Cuando muere su mejor amiga, Ana Amado, la poeta Tamara Kamenzsain recurre a todos los poetas de su vida, para buscar en ellos poemas que la impulsaran a escribir uno en honor a su amiga, que la homenajeara y que al mismo tiempo lograra un poco calmar el dolor. Y dice Tamara en ese recorrido “lo que me consuela ahora mismo, que evoco a Ana Amado y transcribo este poema de Vallejo para ella y por ella, es la certeza de que la poesía puede hacer algo con las rupturas y las muertes”. Yo le agregaría a Tamara, y con la enfermedad.  Porque de eso y de mucho más se trata Un temporal, la novela de Ansilta Grizas, que se mete en el foco de la enfermedad, en ese punto ciego del que es difícil salir, para con una cadena de brazos y codos (los recuerdos, las palabras que dicen que ahí hubo una vida, que es huella, ondulación, vestigio natural en el alma), para con esa cadena, “hacernos carne con la naturaleza que nos toca, como los inuit”. Porque, como nos dice la narradora, hacerse carne con la naturaleza que nos toca, es más amable y es más humano. 


Si en el Ártico las distancias se miden en sinik, que es una medida que nos da el tiempo que nos llevaría llegar a un lugar, ¿con qué medida vamos a medir la distancia del dolor y de la ausencia, con cuantas cordilleras, cielos, nubes, desiertos, hielos, con cuantas olas del mundo, si la dimensión misma del universo parece no alcanzar?


Le cuenta Ansilta a su padre: 


La banquisa es la capa del hielo que flota en los polos y cambia según la época del año: se derrite en verano y se vuelve a formar en la Noche Polar. Está formada por placas que se mueven constantemente con las mareas. En el límite entre el hielo y el mar se ve su espesor y es ahí donde hay más vegetación y vida marina, y también donde los animales van a cazar, a buscar su alimento. 


También le dice Ansilta: 


La supervivencia es vivir en la banquisa, acomodarse en el recoveco que te es dejado, que se permite. Es aguantar en esa superficie blanca de hielo en el instante previo a que todo se quiebre y se derrita. Es aguantar en el espacio en donde la vida aún es posible. 

Construir con lo que te queda. Convivir con la hostilidad de la naturaleza y en ese entorno hacerse un lugar, habitarlo sin tratar de dominarlo, porque ya no es posible. 

Hay que hacer campamento en la cueva de hielo para pasar la noche. 

Hay que navegar la tormenta hasta atravesarla.


Y también le dice: 


Quiero que sea un texto que diga lo que fuimos. Vos, mi padre, Ansilta, tu hija, hoy madre. 

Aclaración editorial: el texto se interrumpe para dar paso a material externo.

PR #8639, opened 2023-03-08
Djanicek/core 1481/debug fix

djanicekpach:
**There are 2 issues** with the upgrade load tests(there are more, but keeping the scope to these two EOF errors) 

1. The auth interceptor fails without a registered Enterprise server
2. Pachw can connect to the old postgres if the tests start running before the helm upgrade is complete. Any DB connections from pachw then fail if this happens.

**To solve this we**

1.  register the enterprise server when we buildAndRun pachw
2. We wait for postgres to be ready before running the load test. This follows what we do with other pods on start up and potentially also helps stabilize other upgrade tests.

**Considered but not done:**

I looked into adding retries into the load tests or upgrade tests somewhere to address issue 2

- It is difficult to restart in the upgrade_test itself because the load tests don't fail atomically(they start a commit and potentially make repos), so a retry from the same state never works.
- Retrying in the load test means we have to restart the worker process to get a new DB client, which is slower and I'm worried about the effects of adding retries to a test that is designed to measure test duration, and that is not primarily designed for the upgrade test. I did get this working by using panic() in the pfsload worker on error, but simply waiting for postgres seems like the cleanest fix to me at the moment.

**Idiosyncrasies in the PR**

- Wait seconds is now 0. It was 10, probably because someone notice the DB errors, but didn't know what was up. Now that we wait correctly we can toss the artificial wait.
- Cleanup after is false. This lets the CI pipeline actually dump the k8s logs and pods on failure which makes debugging easier, and it does not appear to have any functional impact(and it shouldn't based on code flow). Better debugging is nice.
- I synced registerAuthServer a little bit with pachd, but stopped short of setting public=true since it wasn't necessary to fix issue 1

### DIFF
--- a/src/internal/minikubetestenv/deploy.go
+++ b/src/internal/minikubetestenv/deploy.go
@@ -410,6 +410,21 @@ func waitForPgbouncer(t testing.TB, ctx context.Context, kubeClient *kube.Client
 	}, backoff.RetryEvery(5*time.Second).For(5*time.Minute)))
 }
 
+func waitForPostgres(t testing.TB, ctx context.Context, kubeClient *kube.Clientset, namespace string) {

Andar con lo puesto, hacer campamento en la cueva de hielo para pasar la noche, atravesar la tormenta hasta atravesarla. Mucho para aprender de estos baqueanos, de Ansilta, que tiene nombre de montaña y de su padre, que había tenido mil vidas en una, inabarcable, que fue dejando señuelos en el tiempo y las palabras que curan, consuelan, repercuten y permanecen. Intentan recuperar.